# Re-waxing a Barbour jacket



## hayinamanger (28 November 2013)

I have a 30+ year old Barbour, as you'd expect it has seen better days (like myself), but I am attached to it and don't want to throw it out.  It had been hanging up in the tack room, unworn, for a few years, so filthy, and I know your not supposed to, but I put it in the washing machine...with detergent   It has survived the experience and my intention is to reproof it, it has been done a few times in the past, but I haven't got any Barbour wax and I wondered if you can use beeswax or similar.  Any ideas?

PS I can't send it to Barbour, I'd end up in the tower.


----------



## FireFly29 (28 November 2013)

Why did you not want it going to Barbour? My dad sent his ancient, smelly Barbour back to them and they did a great job cleaning it and reproofing it!

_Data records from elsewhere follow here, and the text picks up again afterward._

PR #3888, opened 2026-05-12
fix(argo-cd): support tpl in configs.cm.url

ystkfujii:
## Summary

Fixes #3875.

This change allows `configs.cm.url` in the `argo-cd` chart to use Helm template expressions.

## Testing

Tested with `helm template`.

Used the following test values:

```yaml
global:
  clusterFqdn: mynewfqdn.something

server:
  ingress:
    enabled: true
    controller: generic
    hostname: "{{ .Values.global.clusterFqdn }}"
    path: /argocd

configs:
  cm:
    url: "https://{{ .Values.global.clusterFqdn }}/argocd"
```

Renderd the manifests with:

```console
$ helm template argocd . \
  --namespace argocd \
  -f  values-3875.yam \
  --show-only templates/argocd-server/ingress.yaml \
  --show-only templates/argocd-configs/argocd-cm.yaml \
  > rendered.yaml
```

Confirmed that the argocd-cm URL is also rendered with the templated value:

```console
$ yq 'select(.kind == "ConfigMap" and .metadata.name == "argocd-cm") | .data.url' rendered.yaml
https://mynewfqdn.something/argocd
```

Checklist:

* [x] I have bumped the chart version according to [versioning](https://github.com/argoproj/argo-helm/blob/main/CONTRIBUTING.md#versioning)
* [x] I have updated the documentation according to [documentation](https://github.com/argoproj/argo-helm/blob/main/CONTRIBUTING.md#documentation)
* [x] I have updated the chart changelog with all the changes that come with this pull request according to [changelog](https://github.com/argoproj/argo-helm/blob/main/CONTRIBUTING.md#changelog).
* [x] Any new values are backwards compatible and/or have sensible default.
* [x] I have signed off all my commits as required by [DCO](https://github.com/argoproj/argoproj/blob/master/community/CONTRIBUTING.md).
* [x] I have created a separate pull request for each chart according to [pull requests](https://github.com/argoproj/argo-helm/blob/main/CONTRIBUTING.md#pull-requests)
* [x] My build is green ([troubleshooting builds](https://argo-cd.readthedocs.io/en/stable/developer-guide/ci/)).

PR #3964, opened 2026-07-09
feat(argo-cd): allow appending additional resource.exclusions without overriding the chart defaults

### LINKED ISSUE #3291: Allow appending to default resource.exclusion list

Currently we can either use the default `resource.exclusion` list or overwrite it ourselves. 

If we want to stay automatically up to date with the provided ArgoCD default exclusions, yet add some of our own, this is not currently possible with the chart.

### Related helm chart

argo-cd

I would like to have some property like `additionalExclusions` where we can provide a list of exclusions to be appended to the default list.

Every release, manually check if the default list changed and add this to our overwritten list (higher maintenance burden)

### Additional context

_No response_

walsm232:
Closes #3291

## Overview

`configs.cm."resource.exclusions"` is a single YAML-in-string block containing Argo CD's default resource exclusion list. Overriding it is all-or-nothing: to add one exclusion of your own on top of the defaults, you have to copy the entire default list into your values file, which then drifts out of sync as the chart's defaults change.

This adds `configs.cm.resourceExclusionsAdditional`, a plain list that gets appended onto the default `resource.exclusions` string at render time, so the chart's default list stays intact and users can layer their own entries on top of it, adapted here since `resource.exclusions` is a stringified block rather than a real Helm list.

### Prior art

Exposing a separate `*Additional`/`*Include` value that appends to chart-managed defaults (rather than replacing them) is an established pattern in other popular charts:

Eta, could you use nicwax wash in reproofer or similar?


----------



## Sheep (28 November 2013)

http://www.barbour.com/anatomy/wax

Step by step rewaxing process here, they sell the dressing for a tenner. Not done it myself, my Barbour jacket vanished long ago!


----------



## hnmisty (28 November 2013)

Buy a tin of Barbour wax and give it a good session


----------



## hayinamanger (28 November 2013)

FireFly29 said:



			Why did you not want it going to Barbour? My dad sent his ancient, smelly Barbour back to them and they did a great job cleaning it and reproofing it!
		
Click to expand...

Yes, I should have done this but I think they would condemn it now. 


Thanks for the replies, I'll try to resuscitate it


----------



## FireFly29 (28 November 2013)

They might not, my dads one must have been about as old as yours and was very worn and smelly.
If I remember correctly they washed it and reproofed it and also re did some of the binding and poppers. It came back in really good condition!
My dad also thought they would condemn it!
I think they must be used to seeing abused jackets when you think about the lifestyle of the people who own them.


----------



## hayinamanger (28 November 2013)

I've looked on their website, they say that washing them in a machine removes all the wax and they cannot be re-proofed.  I was sure I'd done this before, but, after giving it some more thought, I think that I used a cold cycle with no detergent, then re-proofed.  Bit gung ho there.


----------



## pansymouse (28 November 2013)

Why don't you ring their customer services and ask their advice.  I know they will restore minging old coats which their owners have an emotional attachment to so I would dismiss yours as beyond redemption.


----------



## marmalade76 (28 November 2013)

I sent one off to be rewaxed years ago and it came back looking almost like new.


----------



## TTK (28 November 2013)

I've reproofed mine successfully with Barbour wax. Warm the tin so the wax is liquid, rub in with a small rag and then drive it into the fabric, sort of smoothing it out with a hairdryer and hang it in a warm room for a day or two to dry. Takes about 2 hours to do. Good luck


----------



## hayinamanger (28 November 2013)

Thanks everyone.  When I reproofed my waxed outdoor gear years ago. I used to put the finished coat in a black bin bag and put it in the tumble drier for 10 minutes, that way you didn't get the greasy finish.


----------



## Spilletta (28 November 2013)

Sorry to hijack the thread a bit, but just wondering if anyone has sent a jacket to Barbour with holes in it for patching up?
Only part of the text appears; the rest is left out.